[Dataset items]

- - - -

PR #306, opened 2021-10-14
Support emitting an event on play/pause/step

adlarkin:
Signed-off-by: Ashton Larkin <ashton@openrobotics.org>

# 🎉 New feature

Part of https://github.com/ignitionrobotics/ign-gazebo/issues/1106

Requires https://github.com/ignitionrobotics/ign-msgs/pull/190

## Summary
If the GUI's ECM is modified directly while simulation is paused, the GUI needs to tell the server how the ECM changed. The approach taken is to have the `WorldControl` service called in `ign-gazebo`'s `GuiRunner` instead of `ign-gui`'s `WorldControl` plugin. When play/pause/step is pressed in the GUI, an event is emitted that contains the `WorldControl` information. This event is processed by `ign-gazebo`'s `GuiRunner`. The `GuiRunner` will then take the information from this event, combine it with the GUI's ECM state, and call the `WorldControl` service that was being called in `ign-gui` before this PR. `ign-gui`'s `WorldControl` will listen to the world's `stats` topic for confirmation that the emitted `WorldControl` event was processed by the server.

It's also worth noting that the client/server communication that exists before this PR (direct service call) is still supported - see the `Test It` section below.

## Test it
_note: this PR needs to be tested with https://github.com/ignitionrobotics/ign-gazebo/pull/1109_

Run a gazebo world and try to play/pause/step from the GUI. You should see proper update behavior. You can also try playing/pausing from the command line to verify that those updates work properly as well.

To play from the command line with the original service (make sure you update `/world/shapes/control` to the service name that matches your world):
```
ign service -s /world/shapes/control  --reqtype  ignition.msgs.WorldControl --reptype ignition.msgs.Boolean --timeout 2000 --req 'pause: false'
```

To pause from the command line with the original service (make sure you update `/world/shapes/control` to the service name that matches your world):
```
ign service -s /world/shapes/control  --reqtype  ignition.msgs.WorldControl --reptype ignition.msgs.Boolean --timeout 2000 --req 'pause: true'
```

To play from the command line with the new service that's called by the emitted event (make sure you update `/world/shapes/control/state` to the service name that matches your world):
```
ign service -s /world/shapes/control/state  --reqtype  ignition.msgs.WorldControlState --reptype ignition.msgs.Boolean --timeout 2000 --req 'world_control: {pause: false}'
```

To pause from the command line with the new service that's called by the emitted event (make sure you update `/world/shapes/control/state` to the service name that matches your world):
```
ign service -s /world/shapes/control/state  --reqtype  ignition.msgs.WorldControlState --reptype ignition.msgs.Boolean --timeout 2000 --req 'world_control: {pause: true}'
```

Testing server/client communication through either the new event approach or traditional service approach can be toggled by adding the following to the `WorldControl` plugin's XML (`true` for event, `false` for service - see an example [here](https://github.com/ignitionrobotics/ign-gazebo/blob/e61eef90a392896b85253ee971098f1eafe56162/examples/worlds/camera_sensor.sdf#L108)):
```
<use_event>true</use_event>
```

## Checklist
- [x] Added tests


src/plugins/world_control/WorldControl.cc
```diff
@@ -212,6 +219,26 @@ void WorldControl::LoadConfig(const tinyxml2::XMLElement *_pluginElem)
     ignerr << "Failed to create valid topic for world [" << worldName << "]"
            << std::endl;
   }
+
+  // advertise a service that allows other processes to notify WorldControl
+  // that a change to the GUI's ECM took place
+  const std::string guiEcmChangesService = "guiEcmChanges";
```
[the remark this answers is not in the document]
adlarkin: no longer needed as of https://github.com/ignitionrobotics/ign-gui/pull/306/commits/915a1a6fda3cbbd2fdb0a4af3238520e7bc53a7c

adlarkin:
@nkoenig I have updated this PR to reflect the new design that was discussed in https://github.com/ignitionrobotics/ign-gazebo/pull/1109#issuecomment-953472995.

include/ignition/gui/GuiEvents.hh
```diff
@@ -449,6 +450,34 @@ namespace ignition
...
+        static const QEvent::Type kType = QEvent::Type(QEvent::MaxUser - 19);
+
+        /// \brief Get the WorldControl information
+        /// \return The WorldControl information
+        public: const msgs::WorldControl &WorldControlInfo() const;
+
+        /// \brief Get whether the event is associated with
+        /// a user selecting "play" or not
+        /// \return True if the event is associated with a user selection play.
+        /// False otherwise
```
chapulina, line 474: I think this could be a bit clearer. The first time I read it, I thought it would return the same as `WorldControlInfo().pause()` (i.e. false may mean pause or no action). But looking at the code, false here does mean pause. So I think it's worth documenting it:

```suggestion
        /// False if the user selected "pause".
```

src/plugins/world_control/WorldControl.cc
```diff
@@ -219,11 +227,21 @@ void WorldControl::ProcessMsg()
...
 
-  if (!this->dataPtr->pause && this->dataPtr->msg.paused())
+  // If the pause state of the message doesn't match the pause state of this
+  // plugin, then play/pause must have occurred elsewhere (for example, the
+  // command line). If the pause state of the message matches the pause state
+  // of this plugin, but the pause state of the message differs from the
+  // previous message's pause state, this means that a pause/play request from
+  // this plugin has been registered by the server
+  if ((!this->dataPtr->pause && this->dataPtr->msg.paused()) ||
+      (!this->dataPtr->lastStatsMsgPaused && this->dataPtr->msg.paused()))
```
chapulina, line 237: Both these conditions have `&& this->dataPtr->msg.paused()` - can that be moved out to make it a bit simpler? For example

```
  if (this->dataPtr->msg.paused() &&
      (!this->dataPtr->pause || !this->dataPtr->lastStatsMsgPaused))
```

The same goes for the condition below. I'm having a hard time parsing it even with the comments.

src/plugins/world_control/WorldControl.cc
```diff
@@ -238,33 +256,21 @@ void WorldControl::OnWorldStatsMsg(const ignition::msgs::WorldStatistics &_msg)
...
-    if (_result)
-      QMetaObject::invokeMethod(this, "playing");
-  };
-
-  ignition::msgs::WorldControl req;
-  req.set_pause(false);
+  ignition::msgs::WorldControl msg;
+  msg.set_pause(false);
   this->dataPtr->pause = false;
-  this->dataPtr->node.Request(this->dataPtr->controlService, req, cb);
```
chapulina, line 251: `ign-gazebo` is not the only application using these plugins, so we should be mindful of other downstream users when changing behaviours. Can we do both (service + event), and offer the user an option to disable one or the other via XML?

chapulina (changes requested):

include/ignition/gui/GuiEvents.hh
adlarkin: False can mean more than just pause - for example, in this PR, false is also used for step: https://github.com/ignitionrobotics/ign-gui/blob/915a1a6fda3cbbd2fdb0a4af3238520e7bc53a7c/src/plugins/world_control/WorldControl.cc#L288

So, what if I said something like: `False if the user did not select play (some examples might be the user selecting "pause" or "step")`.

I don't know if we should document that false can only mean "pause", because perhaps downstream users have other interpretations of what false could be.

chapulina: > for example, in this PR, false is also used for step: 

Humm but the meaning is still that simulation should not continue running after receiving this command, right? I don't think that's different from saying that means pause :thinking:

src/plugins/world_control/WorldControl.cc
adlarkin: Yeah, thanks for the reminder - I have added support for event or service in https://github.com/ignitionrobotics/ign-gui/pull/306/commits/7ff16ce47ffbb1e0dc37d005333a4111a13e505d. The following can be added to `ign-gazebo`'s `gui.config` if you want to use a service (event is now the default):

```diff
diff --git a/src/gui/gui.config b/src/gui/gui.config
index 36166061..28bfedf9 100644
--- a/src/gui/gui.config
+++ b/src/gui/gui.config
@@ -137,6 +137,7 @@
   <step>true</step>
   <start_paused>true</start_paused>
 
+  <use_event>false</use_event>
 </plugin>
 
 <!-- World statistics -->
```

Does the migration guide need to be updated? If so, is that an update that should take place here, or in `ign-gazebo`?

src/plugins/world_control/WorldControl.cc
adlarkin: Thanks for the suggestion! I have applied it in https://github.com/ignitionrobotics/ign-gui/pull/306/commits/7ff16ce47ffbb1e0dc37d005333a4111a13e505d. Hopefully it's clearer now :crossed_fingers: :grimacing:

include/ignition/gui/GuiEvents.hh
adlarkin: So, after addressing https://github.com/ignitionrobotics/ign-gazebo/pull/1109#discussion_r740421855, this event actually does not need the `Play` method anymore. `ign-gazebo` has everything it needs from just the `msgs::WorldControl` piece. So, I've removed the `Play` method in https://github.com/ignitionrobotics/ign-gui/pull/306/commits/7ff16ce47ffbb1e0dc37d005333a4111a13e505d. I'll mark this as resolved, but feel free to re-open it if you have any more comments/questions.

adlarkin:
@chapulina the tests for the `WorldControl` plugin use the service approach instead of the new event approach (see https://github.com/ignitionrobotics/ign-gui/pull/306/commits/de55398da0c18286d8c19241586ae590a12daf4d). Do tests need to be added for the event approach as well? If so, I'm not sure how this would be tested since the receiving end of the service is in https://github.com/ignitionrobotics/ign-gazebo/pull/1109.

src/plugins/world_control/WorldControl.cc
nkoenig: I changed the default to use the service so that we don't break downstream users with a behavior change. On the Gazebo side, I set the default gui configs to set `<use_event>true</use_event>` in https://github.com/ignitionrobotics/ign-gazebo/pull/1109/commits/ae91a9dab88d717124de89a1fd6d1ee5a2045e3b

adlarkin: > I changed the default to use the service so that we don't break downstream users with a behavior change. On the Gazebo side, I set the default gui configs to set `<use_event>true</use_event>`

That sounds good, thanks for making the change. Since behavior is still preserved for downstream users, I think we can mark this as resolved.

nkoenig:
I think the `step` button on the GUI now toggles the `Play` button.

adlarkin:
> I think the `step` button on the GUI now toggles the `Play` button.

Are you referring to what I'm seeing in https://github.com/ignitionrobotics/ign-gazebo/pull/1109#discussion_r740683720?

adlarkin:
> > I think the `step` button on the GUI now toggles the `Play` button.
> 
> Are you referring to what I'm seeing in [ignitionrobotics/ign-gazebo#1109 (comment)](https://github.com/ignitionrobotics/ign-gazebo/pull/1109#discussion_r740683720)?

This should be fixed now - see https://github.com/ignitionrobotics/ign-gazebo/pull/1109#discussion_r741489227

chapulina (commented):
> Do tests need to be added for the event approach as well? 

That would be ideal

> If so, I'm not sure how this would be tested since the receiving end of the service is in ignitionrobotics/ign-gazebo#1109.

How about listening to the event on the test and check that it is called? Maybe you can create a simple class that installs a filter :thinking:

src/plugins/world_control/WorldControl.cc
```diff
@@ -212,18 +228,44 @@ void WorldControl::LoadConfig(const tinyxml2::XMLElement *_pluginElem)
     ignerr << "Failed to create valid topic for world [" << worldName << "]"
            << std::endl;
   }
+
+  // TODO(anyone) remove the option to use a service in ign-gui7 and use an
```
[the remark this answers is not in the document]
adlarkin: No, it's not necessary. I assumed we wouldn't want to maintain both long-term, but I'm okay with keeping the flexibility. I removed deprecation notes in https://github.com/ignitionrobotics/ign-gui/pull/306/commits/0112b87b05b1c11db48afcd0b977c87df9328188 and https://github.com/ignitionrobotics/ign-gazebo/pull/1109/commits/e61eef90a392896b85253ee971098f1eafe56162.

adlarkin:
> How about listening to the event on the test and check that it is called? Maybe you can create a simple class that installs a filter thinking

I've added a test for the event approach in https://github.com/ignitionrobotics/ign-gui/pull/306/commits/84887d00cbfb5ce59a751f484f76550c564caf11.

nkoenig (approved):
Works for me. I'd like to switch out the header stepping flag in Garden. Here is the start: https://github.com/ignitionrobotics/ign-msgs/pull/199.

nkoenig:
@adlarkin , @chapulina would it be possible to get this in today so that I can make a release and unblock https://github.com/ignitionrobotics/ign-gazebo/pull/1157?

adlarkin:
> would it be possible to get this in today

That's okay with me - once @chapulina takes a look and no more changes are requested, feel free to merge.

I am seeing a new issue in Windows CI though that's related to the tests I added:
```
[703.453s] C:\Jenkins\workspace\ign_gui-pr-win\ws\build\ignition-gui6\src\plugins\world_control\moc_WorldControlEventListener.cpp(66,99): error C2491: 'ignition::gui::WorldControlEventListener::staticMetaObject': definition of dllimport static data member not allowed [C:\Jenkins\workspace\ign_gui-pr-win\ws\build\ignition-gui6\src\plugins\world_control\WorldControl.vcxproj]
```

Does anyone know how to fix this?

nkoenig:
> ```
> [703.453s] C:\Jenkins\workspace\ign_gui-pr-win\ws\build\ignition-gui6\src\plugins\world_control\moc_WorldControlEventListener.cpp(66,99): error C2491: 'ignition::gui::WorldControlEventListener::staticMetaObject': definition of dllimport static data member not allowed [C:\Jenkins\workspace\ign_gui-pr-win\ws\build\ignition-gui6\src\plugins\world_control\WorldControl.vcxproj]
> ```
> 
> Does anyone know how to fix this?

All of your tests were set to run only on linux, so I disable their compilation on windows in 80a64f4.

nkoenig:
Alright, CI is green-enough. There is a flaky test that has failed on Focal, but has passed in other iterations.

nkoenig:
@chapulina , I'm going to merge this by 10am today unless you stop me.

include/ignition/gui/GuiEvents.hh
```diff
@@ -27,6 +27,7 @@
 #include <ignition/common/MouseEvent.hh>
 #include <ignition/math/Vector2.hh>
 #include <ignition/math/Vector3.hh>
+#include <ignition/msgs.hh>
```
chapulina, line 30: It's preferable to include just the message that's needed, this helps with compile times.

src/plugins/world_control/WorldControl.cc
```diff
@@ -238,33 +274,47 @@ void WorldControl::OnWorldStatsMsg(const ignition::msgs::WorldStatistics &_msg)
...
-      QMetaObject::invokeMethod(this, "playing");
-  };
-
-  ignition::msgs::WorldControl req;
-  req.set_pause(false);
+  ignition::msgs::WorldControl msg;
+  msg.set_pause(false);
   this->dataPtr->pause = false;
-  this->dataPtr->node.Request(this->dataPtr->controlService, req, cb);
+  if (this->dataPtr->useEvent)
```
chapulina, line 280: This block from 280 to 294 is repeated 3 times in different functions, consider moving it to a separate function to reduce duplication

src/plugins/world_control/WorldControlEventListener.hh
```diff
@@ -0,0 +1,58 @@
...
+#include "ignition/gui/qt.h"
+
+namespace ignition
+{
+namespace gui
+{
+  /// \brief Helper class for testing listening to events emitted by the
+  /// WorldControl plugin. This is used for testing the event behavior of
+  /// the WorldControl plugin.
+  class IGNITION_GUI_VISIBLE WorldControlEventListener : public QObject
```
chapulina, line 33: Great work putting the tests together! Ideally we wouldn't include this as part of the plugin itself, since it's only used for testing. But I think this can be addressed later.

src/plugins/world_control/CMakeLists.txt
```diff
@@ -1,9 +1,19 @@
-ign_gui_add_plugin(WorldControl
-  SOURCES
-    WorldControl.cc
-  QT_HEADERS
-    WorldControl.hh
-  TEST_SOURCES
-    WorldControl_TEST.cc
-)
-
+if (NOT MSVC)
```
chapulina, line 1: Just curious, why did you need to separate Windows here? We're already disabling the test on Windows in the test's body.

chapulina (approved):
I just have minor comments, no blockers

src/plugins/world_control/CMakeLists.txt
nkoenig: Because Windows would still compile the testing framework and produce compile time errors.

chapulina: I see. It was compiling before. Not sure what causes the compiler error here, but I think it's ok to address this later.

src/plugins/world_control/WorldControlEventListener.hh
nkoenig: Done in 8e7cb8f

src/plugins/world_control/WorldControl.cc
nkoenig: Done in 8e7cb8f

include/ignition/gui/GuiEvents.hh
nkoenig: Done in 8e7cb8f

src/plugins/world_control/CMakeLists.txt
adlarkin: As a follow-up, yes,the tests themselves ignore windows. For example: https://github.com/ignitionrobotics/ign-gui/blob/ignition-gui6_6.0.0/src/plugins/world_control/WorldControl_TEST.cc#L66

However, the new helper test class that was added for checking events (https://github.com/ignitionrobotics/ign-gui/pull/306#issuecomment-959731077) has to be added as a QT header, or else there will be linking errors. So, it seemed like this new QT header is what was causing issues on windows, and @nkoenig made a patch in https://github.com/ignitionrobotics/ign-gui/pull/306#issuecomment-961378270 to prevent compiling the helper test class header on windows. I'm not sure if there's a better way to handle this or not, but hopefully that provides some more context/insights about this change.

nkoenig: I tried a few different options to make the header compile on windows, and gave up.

- - - -

## Task prompt
Only lines of the data holding the word "member" go in the answer. Please copy each of them.

## Solved exercise
[703.453s] C:\Jenkins\workspace\ign_gui-pr-win\ws\build\ignition-gui6\src\plugins\world_control\moc_WorldControlEventListener.cpp(66,99): error C2491: 'ignition::gui::WorldControlEventListener::staticMetaObject': definition of dllimport static data member not allowed [C:\Jenkins\workspace\ign_gui-pr-win\ws\build\ignition-gui6\src\plugins\world_control\WorldControl.vcxproj]
> [703.453s] C:\Jenkins\workspace\ign_gui-pr-win\ws\build\ignition-gui6\src\plugins\world_control\moc_WorldControlEventListener.cpp(66,99): error C2491: 'ignition::gui::WorldControlEventListener::staticMetaObject': definition of dllimport static data member not allowed [C:\Jenkins\workspace\ign_gui-pr-win\ws\build\ignition-gui6\src\plugins\world_control\WorldControl.vcxproj]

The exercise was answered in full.